**ABOUT THIS TASK:**
Set down exactly the entries below, beginning at their first line and ending at the line with "### LINKED ISSUE".

Saved entries

*** Begin section ***

PR #2178, opened 2021-05-12
2177 Add max_roi_size to RandSpatialCrop

### LINKED ISSUE #2177: Add max_roi_size support in `RandSpatialCrop`
Currently, when we do spatial crop, we can select a random size in (roi_size, image_size) where roi_size is the min_size. So we also need to support a max roi_size.

Nic-Ma:
Fixes #2177 .

### Description
This PR added support to limit the max random crop size in `RandSpatialCrop`.

### Status
**Ready**

### Types of changes


rijobro:
Do you think it would look nicer if, instead of adding `max_roi_size`, we modified `roi_size` to also take `Sequence[Sequence[int]]` i.e., `roi_size=((10,10,10), (20, 20, 20))`? It's just a shame that we have `roi_size` and `max_roi_size`, where `roi_size` actually means `min_roi_size`.

monai/transforms/croppad/array.py
```diff
@@ -342,9 +351,13 @@ class RandSpatialCropSamples(Randomizable):
     It will return a list of cropped images.
 
     Args:
-        roi_size: if `random_size` is True, the spatial size of the minimum crop region.
-            if `random_size` is False, specify the expected ROI size to crop. e.g. [224, 224, 128]
+        roi_size: if `random_size` is True, it specifies the minimum crop region.
+            if `random_size` is False, it specifies the expected ROI size to crop. e.g. [224, 224, 128]
+            If its components have non-positive values, the corresponding size of input image will be used.
         num_samples: number of samples (crop regions) to take in the returned list.
+        max_roi_size: if `random_size` is True and `roi_size` specified the min crop region size, `max_roi_size`
```
yiheng-wang-nv, line 358: `roi_size` specifies

monai/transforms/croppad/array.py
```diff
@@ -298,15 +298,23 @@ class RandSpatialCrop(Randomizable):
         roi_size: if `random_size` is True, it specifies the minimum crop region.
             if `random_size` is False, it specifies the expected ROI size to crop. e.g. [224, 224, 128]
             If its components have non-positive values, the corresponding size of input image will be used.
+        max_roi_size: if `random_size` is True and `roi_size` specified the min crop region size, `max_roi_size`
+            can specify the max crop region size. if None, default to the input image size.
```
yiheng-wang-nv, line 302: defaults to

monai/transforms/croppad/array.py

*** End section ***

**REPLY:**
PR #2178, opened 2021-05-12
2177 Add max_roi_size to RandSpatialCrop

### LINKED ISSUE #2177: Add max_roi_size support in `RandSpatialCrop`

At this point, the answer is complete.